Een kettingbeding blijft echter “slechts” een overeenkomst tussen twee partijen en heeft geen daadwerkelijke zakelijke werking. Het ontbreken van deze zakelijke werking heeft tot gevolg dat het bij een doorverkoop mogelijk blijft dat de doorverkoper het beding niet doorlegt aan zijn koper. De doorverkoper zou de boete en verdere consequenties ‘voor lief’ kunnen nemen. Hierbij moet ook worden gedacht aan verkoop door een hypotheekhouder die het registergoed op een veiling aanbiedt, of een curator die het registergoed vanuit een faillissement verkoopt. Om te voorkomen dat de kopers bij aankoop van deze derden niet gehouden zijn aan het kettingbeding, zou er moeten worden gekozen voor een combinatie van een kettingbeding en één van de hierna te noemen alternatieven.
Een kettingbeding is één van de mogelijkheden om rechten en verplichtingen te laten gelden jegens rechtsopvolgers die niet bij de oorspronkelijke overeenkomst waren betrokken.

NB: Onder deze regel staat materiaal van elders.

PR #379, opened 2019-02-24
Run ChannelCrashTests on Linux/CI

rebello95:
When `ChannelCrashTests` was added, it was never configured to run on Linux/CI. This PR:

- Renames the test case to `ChannelConnectivityTests`
- Adds an entry to `LinuxMain` so this is run on CI
- Makes the class `final`
- Updates indentation to be consistent with the rest of the project (2 spaces)


rebello95:
My primary reasoning behind updating it to `final` is to make it clearer to contributors as to which test cases are designed to be subclassed in this project. As-is, not all of the test cases are designed to be subclassed, and I think this helps make the distinction a bit more obvious

MrMage:
> My primary reasoning behind updating it to `final` is to make it clearer to contributors as to which test cases are designed to be subclassed in this project. As-is, not all of the test cases are designed to be subclassed, and I think this helps make the distinction a bit more obvious

👍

Rechtsopvolgers kunnen ook aan voorwaarden worden gebonden door het gebruik van onder meer kwalitatieve verplichtingen, erfdienstbaarheden, erfpacht, appartementsrechten of mandeligheden. Ieder van deze figuren heeft weer zijn eigen voor en nadelen in de toepassing ervan.
Conclusie
Aan kopers van onroerende zaken kunnen voorwaarden voor gebruik, verkoop en verhuur worden opgelegd. Om ook de rechtsopvolgers en (onder)huurders aan die voorwaarden te binden, kan gebruik worden gemaakt van het kettingbeding. Dit buitenwettelijke instrument biedt veel mogelijkheden, maar moet wel goed worden toegepast werking te hebben. Vereist is dat het kettingbeding naast het beding dat moet worden opgelegd niet één maar twee doorgeefverplichtingen bevat en een afschrikwekkende boete. Indien aan een van deze vereisten niet wordt voldaan verliest het beding zijn kracht of kan het beding nietig blijken te zijn. De ketting breekt immers bij een zwakke schakel.